Download the latest lighttpd sourcecode (1.5 r1992 as of today)
wget http://www.lighttpd.net/download/lighttpd-1.5.0-r1992.tar.gz
Download the "Debianized" sourcecode of lighttpd 1.4.7
wget http://dl.fkb.wormulon.net/lighttpd/lighttpd-1.4.7.tar.gz
Extract both to the build directory
tar xzf lighttpd-1.5.0-r1992.tar.gz tar xzf lighttpd-1.4.7.tar.gz
Copy the debian build information from 1.4.7 to 1.5.0
cp -R lighttpd-1.4.7/debian lighttpd-1.5.0/
Modify the changes file to let the 1.4.7 buildfiles look like 1.5.0
vim lighttpd-1.5.0/debian/changelog
Add the following line to the top of the changelog file, note that this is very character sensitive:
lighttpd (1.5.0) unstable; urgency=low * updated to 1.5.0 -- Somebody <somebody@example.com> Sun, 09 May 2007 13:37:00 +0200
Patching lighttpd <= r2001 due to of a bug at the session handler which rejected setting cookies via AJP13. Accoring to the changeset this fix will be upstreamed to the r2001 release of lighttpd
vim lighttpd-1.5.0/src/mod_proxy_backend_ajp13.c line 287: - p = keyvalue_get_value(response_headers, len); line 287: + p = keyvalue_get_value(response_headers, len & ~AJP13_COMMON_HEADER_CODE);
Create a Debian package from the lighttpd 1.5.0 sources
cd lighttpd-1.5.0 dpkg-buildpackage
The ready-to-use packages are placed one directory level below and can be installed now
cd .. dpkg -i lighttpd_1.5.0_i386.deb
After installation is complete, you'll find the lighttpd configuration at /etc/lighttpd/ and a start-stop script at /etc/init.d/lighttpd
To enable logging, you should create a corresponding directory and assign proper rights to it. If the user and group www-data does not yet exist on your system, you'll have to create them:
mkdir -p /var/log/lighttpd chown www-data:www-data /var/log/lighttpd
In order to use the newly installed lighttpd 1.5 in combination with Open-Xchange Server, some configuration work needs to be done at lighttpd. The following listing is a minimal example configuration which lacks optimization like deflate or expires as well as ssl support. Note that this is a complete lighttpd.conf file, no code-snipped - lighttpd configuration fits to a coasterĀ ;)
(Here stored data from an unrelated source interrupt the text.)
PR #2905, opened 2026-07-01
fix(whatsapp): end the old socket on reconnect (host memory leak)

ankushchadha:
## Problem

`connectSocket()` reassigns the module-scope `sock` on every reconnect and never ends the previous socket. WhatsApp closes with `reason: 408` frequently, so each reconnect orphans a full Baileys socket graph: the WebSocket, its keep-alive and query timers, and the four `sock.ev.on(...)` listeners. Baileys' internal timers reference the socket, so the old graph is never garbage-collected. `sock.end()` frees it, and today that runs only in `teardown()` on shutdown.

On a long-running host the heap grows without bound. One instance reached a 4GB heap and OOM-crashed after about 14.6h of uptime; its log held 571k "Reconnecting" events.

## Fix

End the existing socket at the top of `connectSocket()`, before creating the new one. `removeAllListeners()` runs first so `end()`'s own `connection.update` close event cannot re-enter the reconnect path and loop. Baileys' typed emitter requires an event name on `removeAllListeners`; at runtime it is a Node `EventEmitter`, so the no-arg form clears all listeners.

## Validation

- Reconnects still succeed (`Connected to WhatsApp` follows each close).
- Host RSS settled from 588MB to about 115MB and held across the ongoing 408 churn.
- `pnpm run build` clean (the unrelated `deltachat.ts` optional-dependency error is pre-existing on `channels`); whatsapp adapter tests pass.

Base is `channels` because the adapter lives there, not on `main`.

### DIFF
--- a/src/channels/whatsapp.ts
+++ b/src/channels/whatsapp.ts
@@ -519,6 +519,26 @@ registerChannelAdapter('whatsapp', {
     // --- Socket creation ---
 
     async function connectSocket(): Promise<void> {
+      // End the previous socket before creating a new one. Reconnects re-enter
+      // this function and reassign `sock`. Without ending the old socket and
+      // removing its listeners, each orphaned graph (the WebSocket, Baileys'
+      // keep-alive and query timers, and the four sock.ev.on() closures) stays
+      // referenced by those internal timers and is never collected. WhatsApp
+      // closes with reason 408 often, so on a long-running host this grows
+      // without bound until the process runs out of memory.
+      // removeAllListeners() runs first so end()'s own connection.update
+      // 'close' cannot re-enter the reconnect path and loop.
+      if (sock) {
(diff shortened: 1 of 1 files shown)


ankushchadha:
Closing this. After reading the Baileys source, `end()` already clears the keep-alive interval and removes the WebSocket listeners, and Baileys calls `end()` itself on every disconnect (WS close/error, and the keep-alive-lost timeout). So the old socket is not pinned after a reconnect and is collectable without the adapter calling `end()`. A WeakRef retention test confirmed it: the teardown changes retention by zero (0 sockets retained with or without it).

The memory pressure I first attributed to this was a separate reconnect-churn issue in an older adapter build, not a socket-retention leak. Retracting to avoid a fix that does not fix anything.

PR #2906, opened 2026-07-01
feat: instance-wide default agent provider for new groups

Koshkoshinsk:
## Summary
Adds an instance-wide default agent provider for newly created agent groups,
so operators can set the provider once instead of per group.

- `DEFAULT_AGENT_PROVIDER` in `.env` (default `claude`) is stamped onto a
  group's container config at creation time.
- Provider stays a per-group DB property — override anytime with
  `ncl groups config update --provider <name>` + restart.
- Applied only at creation, never in provider resolution: existing groups are
  never retroactively flipped. No migration.

## Setting it
- `/setup`'s provider picker persists the choice.
- `/add-codex` offers to make codex the default.

## Also
Extracts `upsertEnvVar` as the single `.env` writer and adds a generic
`afterCreate` CRUD hook — supporting refactor for the above.

## Compatibility
Defaults to `claude`, so existing installs are unaffected on upgrade. A host
restart picks up `.env` changes.


gavrielc (approved):
@Koshkoshinsk Great!! Please resolve conflicts and then good to merge.

PR #2909, opened 2026-07-02
feat(setup): template setup flow in the wizard and first-agent stamping

amit-shafnir:
## Summary

Agent templates, part 2 of 2: the setup wizard's template flow and first-agent stamping. **Stacked on #3220** (the Agent Plugins loader this rides on) and must merge after it. Until #3220 lands, the diff below shows the whole train; the true increment is 14 setup-side files (+927/-52). Granular history: https://github.com/amit-shafnir/nanoclaw/compare/preview/3220...preview/2909

## What it does

- The standard setup flow asks **"How should we create your first agent?"** right before the sandbox build: **Fresh agent** (Enter-through default), the **NanoClaw template library** (clones the fixed public registry, copies the chosen template into local `templates/`), or **local templates**.
- The pick lives in `NANOCLAW_TEMPLATE_PATH`: process.env for this run, `.env` for the next, so setup's self re-execs (`sg docker`, fail-retry) and a rerun over a partial install keep the choice. It is consumed once by `installSelectedTemplateAgent`, which stamps through the same `ncl groups create --template` command users run, over the CLI socket, before the channel step.
- Stamping is update-in-place and idempotent by folder (the create fold's restamp path), so a setup retry cannot create a duplicate group or double-wire the DM.
- Channel wiring receives the stamped agent as `--agent-group-id` through the single `run-channel-skill` seam; every channel takes the same path, and a real-dispatch contract test pins the parsers to actual `ncl` output.
- Template failures warn and continue: a template problem must not abort an otherwise-working install. This includes a legacy pre-plugin `templates/` layout, which now surfaces the migration message as a warning instead of killing the wizard.
- A `templatePath` config entry presets the ref and skips the picker: `--template-path` flag, `NANOCLAW_TEMPLATE_PATH` env, or the Advanced screen, validated up front.
- Riders this flow needs: launchd kickstart after service load (pended nondemand-spawn fix) so the flow reaches a live `cli.sock`, and the `nanoclaw.sh` flag-forwarding fix (pnpm forwards `--` literally, which broke all public flags at `parseFlags`' end-of-options stop).
- Templates carry no provider; the normal auth step picks the runtime.

## Files

`setup/auto.ts`, `setup/templates.ts` (+ test), `setup/lib/setup-config.ts` (+ parse test), `setup/channels/run-channel-skill.ts` (+ test), `setup/service.ts`, `scripts/init-first-agent.ts`, `nanoclaw.sh`, `.claude/skills/init-first-agent/SKILL.md`, `docs/templates.md`, `docs/setup-wiring.md`, CHANGELOG.

## Merge order

Draft until #3220 merges. Then main gets merged into this branch so the GitHub diff collapses to the increment, and the branch gets a fresh review: the earlier approval predates this rework.


gavrielc (approved):
Looks good!

amit-shafnir:
Rerun-orphan fix landed: head 9a92719c (tree = preview/2909 tip 2069381a). The template pick is now cleared only at the shared wire that consumes the stamped agent (the one seam every channel takes), and the agent id is never persisted: each run re-derives it from the pick, so a rerun after a failed channel step resumes the same agent via one preselected confirm, while a stale pick can never hijack a later "Fresh agent" choice. Declining the in-place update plan now returns the untouched group and wires it as-is ('kept' status) instead of orphaning a customized agent. Regression pair added and mutation-verified (the slack test goes red if the post-wire clear is removed); pick round-trip pinned against a scratch cwd. Independently reviewed (verdict: ship; both suggest-level findings folded in). Suite: 1440/1440, tsc clean.

zvi-fried (approved):

PR #2918, opened 2026-07-03
feat(channels): add LINE Official Account channel (native adapter + /add-line skill)

joshm1230212:
## Type of Change

### What

Adds a **LINE Official Account** channel: a native adapter for the LINE Messaging API (webhook in, push out), plus the `/add-line` install skill.

- `src/channels/line.ts` — native adapter (self-registering; factory returns null when credentials are absent, so trunk boots unchanged)
- `src/channels/line-signature.ts` + `line-signature.test.ts` — `x-line-signature` HMAC-SHA256 verification over the raw body, constant-time compare, diagnosable reason codes (`no_secret` / `no_signature` / `mismatch`)
- `src/channels/line-registration.test.ts` — behavior test: imports the real channel barrel and asserts the registry contains `line`
- `.claude/skills/add-line/` — SKILL.md + REMOVE.md (fetch-and-copy install; REMOVE reverses every change)
- `src/channels/index.ts` — one appended self-registration import

### Why

LINE is the default messenger in Japan, Taiwan, and Thailand, and the channels registry doesn't cover it. There is no `@chat-adapter/line` package, so a native adapter is the only route — same family as signal / whatsapp / deltachat.

Zero new npm dependencies: node `crypto` / `http` plus global `fetch`.

### How it works

- **Inbound** — LINE POSTs webhook events to `/webhook/line` on the shared webhook server. The adapter verifies the signature, ACKs immediately (LINE expects a prompt 200 — and the console's **Verify** button is itself a signed POST with an empty `events` array), then routes message events through `onInbound`. DMs are flagged `isMention: true`, matching the Chat SDK bridge's `onDirectMessage` contract — without this the router silently drops a first DM. Group chats detect @mentions via LINE's `message.mention.mentionees[].isSelf`.
- **Outbound** — always the push endpoint. This is deliberate: host delivery is asynchronous (it polls `outbound.db`), so by delivery time LINE's reply token (single-use, ~1-minute TTL) is already stale. Push is the only correct choice in this architecture; the OA-plan quota implications are documented in the skill, including a live `quota/consumption` check.
- Long replies are chunked to LINE's 5000-char text limit (up to 5 message objects per push, which LINE counts as one message per recipient). `deliver()` returns `sentMessages[0].id` so delivery records a platform message id, on par with bridge channels.
- Media (image/file/video/audio) arrives as a typed placeholder carrying the LINE message id — exactly what a future media integration needs to fetch content from `api-data.line.me`. Content download is deliberately out of scope for this PR.

### How it was tested

- `pnpm build` and the full `pnpm test` suite are green on this branch; the two shipped LINE test files cover signature verification (8 cases) and barrel registration.
- Verified end-to-end against a real LINE Official Account on a live install running this adapter: console Verify (signed empty-events POST) passes; inbound DMs route (messaging-group auto-create + membership gating); agent replies push back and record platform message ids; media placeholders route cleanly; group-@mention field mapping confirmed against live webhook payloads; quota metering confirmed via `GET /v2/bot/message/quota/consumption`.

### Usage

Run `/add-line`. The skill walks through: Official Account + Messaging API channel creation, credentials (`LINE_CHANNEL_SECRET`, `LINE_CHANNEL_ACCESS_TOKEN` in `.env`), the public-HTTPS webhook requirement (LINE has no polling mode — stable-URL tunnel guidance included for local dev, since an ephemeral tunnel's death silently black-holes inbound messages), console webhook setup + Verify, and wiring via `/init-first-agent` or `/manage-channels`.

## For Skills

### DIFF
--- a/.claude/skills/add-line/REMOVE.md
+++ b/.claude/skills/add-line/REMOVE.md
@@ -1,0 +1,54 @@
+# Remove LINE
+
+## 1. Remove the adapter
+
+Delete the self-registration import from `src/channels/index.ts` (skip if already gone):
+
+```typescript
+import './line.js';
+```
+
+Then delete the copied adapter and its tests:
+
+```bash
+rm -f src/channels/line.ts \
+      src/channels/line-signature.ts \
+      src/channels/line-signature.test.ts \
+      src/channels/line-registration.test.ts
+```
+
+## 2. Remove credentials
+
+Remove these lines from `.env` (and re-sync the container copy: `cp .env data/env/env`):
+
+```bash
+LINE_CHANNEL_SECRET
+LINE_CHANNEL_ACCESS_TOKEN
+```
+
+## 3. Rebuild and restart
+
+Run from your NanoClaw project root:
+
+```bash
+pnpm run build
+source setup/lib/install-slug.sh
+
+# Linux
+systemctl --user restart $(systemd_unit)
+
+# macOS
+launchctl kickstart -k gui/$(id -u)/$(launchd_label)
+```
+
+## 4. Clean up on the LINE side (optional)
+
+In the [LINE Developers console](https://developers.line.biz/console/): clear the channel's **Webhook URL**, disable **Use webhook**, and revoke the channel access token if it won't be reused. If you ran a tunnel just for LINE (e.g. a zrok share), stop it and release the reserved name.
+
+## Verification
+
+```bash
+grep -i "line channel" logs/nanoclaw.log | tail -3
+```
+
+Expected: no `LINE channel ready` entry after the last restart.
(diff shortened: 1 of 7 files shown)


joshm1230212:
Following up — I've opened #3096 to propose this properly via the RFS process (which I should have done first 🙂).

Context for anyone passing by: the implementation is complete and verified end-to-end on a live LINE Official Account, all tests green. I know channel adapters aren't meant to stay in trunk — happy to reshape this onto the `channels` branch, a dedicated repo, or nanoclaw-community-skills, whichever fits best. Would love any feedback on the approach. Thanks 🙏

joshm1230212:
@gavrielc @gabi-simons whenever you have a moment 🙏 — I've opened #3096 to propose this via the RFS process. Happy to reshape this onto the `channels` branch or a dedicated repo; just let me know your preferred home and I'll adjust. Tests are green and it's verified end-to-end on a live LINE OA.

server.modules = ("mod_proxy_core", "mod_proxy_backend_http", "mod_proxy_backend_ajp13" )
server.document-root = "/var/www/"
server.errorlog = "/var/log/lighttpd/error.log"
server.indexfiles = ( "index.html", "index.htm" )
server.port = 80
server.pid-file = "/var/run/lighttpd.pid"
server.username = "www-data"
server.groupname = "www-data"
mimetype.assign = (
".css" => "text/css",
".html" => "text/html",
".htm" => "text/html",
".js" => "text/javascript",
".dtd" => "text/xml",
".xml" => "text/xml",
)
server.modules += ( "mod_proxy_backend_ajp13" )
$HTTP["url"] =~ "^/servlet/|^/ajax/|^/oxadmin/" {
proxy-core.balancer = "round-robin"
proxy-core.protocol = "ajp13"
proxy-core.backends = ( "localhost:8009" )
proxy-core.max-pool-size = 16
}
This configuration requires the Open-Xchange Server application server running at "localhost". If you run a distributed setup, just replace "localhost" by the hostname or ip address of the groupware server. You also need to bind the groupware AJP listener to accept connections from remote hosts (ajp.properties). Please note that you cannot run two applications at the same port, if you are already using apache as a webserver at port 80, you should chose another port for lighttpd or migrate from apache to lighttpd and keep port 80.
If we login to the groupware server now, a quick look at the http header shows that we are using lighttpd:
GET http://www.example.com/ajax/login?action=autologin Pragma: no-cache Content-Type: text/javascript; charset=UTF-8 Cache-Control: no-store, no-cache, must-revalidate,post-check=0, pre-check=0 Transfer-Encoding: chunked Connection: close Date: Fri, 12 Oct 2007 22:28:57 GMT Server: lighttpd/1.5.0
After all installation and configuration stuff has been finished, you just need to (re)start lighttpd and check the functionality of the setup. If something does not work like expected, please feel free to visit the #lighttpd and/or #open-xchange IRC channels at irc.freenode.net or the corresponding forums.